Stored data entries
PR #7059, opened 2023-06-28
ENH: Make ctk ErrorLogWidget dockable

Punzo:
ref https://discourse.slicer.org/t/log-window-cannot-be-hidden-in-enviroments-with-no-windows-manager/29633

@pieper @lassoan @jamesobutler can you please review? thanks!

### DIFF
--- a/Base/Python/slicer/util.py
+++ b/Base/Python/slicer/util.py
@@ -620,6 +620,17 @@ def setPythonConsoleVisible(visible):
     mw.pythonConsole().parent().setVisible(visible)
 
 
+def setErrorLogVisible(visible):
+    """Show/hide Error log window.
+
+    If there is no main window then the function has no effect.
+    """
+    mw = mainWindow()
+    if not mw:
+        return
+    mw.errorLogDockWidget().setVisible(visible)
+
+
 def setStatusBarVisible(visible):
     """Show/hide status bar
 
--- a/Base/QTApp/Resources/UI/qSlicerMainWindow.ui
+++ b/Base/QTApp/Resources/UI/qSlicerMainWindow.ui
@@ -19,6 +19,9 @@
    <property name="allowedAreas">
     <set>Qt::LeftDockWidgetArea|Qt::RightDockWidgetArea</set>
    </property>
+   <property name="windowTitle">
+    <string>Module Panel</string>
+   </property>
    <attribute name="dockWidgetArea">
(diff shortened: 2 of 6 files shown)


Punzo:
I broke CTRL+0 action, I will add a commit

lassoan (commented):
Thank you this works very nicely.

I'm just wondering if we should make it work the same way as the Python console, i.e., hitting Ctrl-0 should toggle the window instead of bringing it to the top. For me it would make it much easier to quickly peek at the log window (currently I can bring it up by Ctrl-0 but then I need to use the mouse to close it).

@pieper @jcfr Do you agree that we should change the behavior of Ctrl-0 to toggle the log window instead of always showing it (to be consistent with  the Python console and Module panel)?

Punzo:
@lassoan fixed the action/shortcut in https://github.com/Slicer/Slicer/pull/7059/commits/7d8d9ce323e1092dd136374a19da1c753fe50b60

lassoan:
@Punzo This looks very nice. I have only one usability concern: docking the the log window to the bottom by default leads to a relatively narrow window. I can only see a few list entries and about 10 lines of log:

image

Docking to the side looks good:

image

We should either log to the side by default, but even better, it would be nice if we changed the layout so that if the log window is docked to the top or bottom, its layout would switch to horizontal:

image

It could be implemented by using a grid layout and adding a "layoutDirection" property to the ctkErrorLogWidget that is updated when the dock location is changed; or maybe even better, a ctkFlowLayout could be used to automatically switch between horizontal/vertical layout depending on the shape of the window.

pieper:
+1 for making the keyboard shortcut toggle the window.

👍 for making the layout nicer too

Punzo:
@lassoan @pieper I have applied the feedback, see:
https://github.com/commontk/CTK/pull/1100
https://github.com/Slicer/Slicer/pull/7059/commits/5ce1bbd18316e3e05b4cc35afa0aaae6567dafe9
https://github.com/Slicer/Slicer/pull/7059/commits/d7ff16bd4b24cc07d6fc46a6b4512ceba17544a9

lassoan (approved):
I've tested it and made tweaked the behavior a bit more (the "new error" notification is dismissed now when the user interacts with the log window; the log window is raised to the top when shown; etc.) and it all looks good to me now.

Build fails due to the required CTK update.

▶ _What you are asked to do_:
Copy all lines of the preceding data that hold the word "name".

▶ _Answer area_:
    <property name="allowedAreas">
+   <property name="windowTitle">
    <attribute name="dockWidgetArea">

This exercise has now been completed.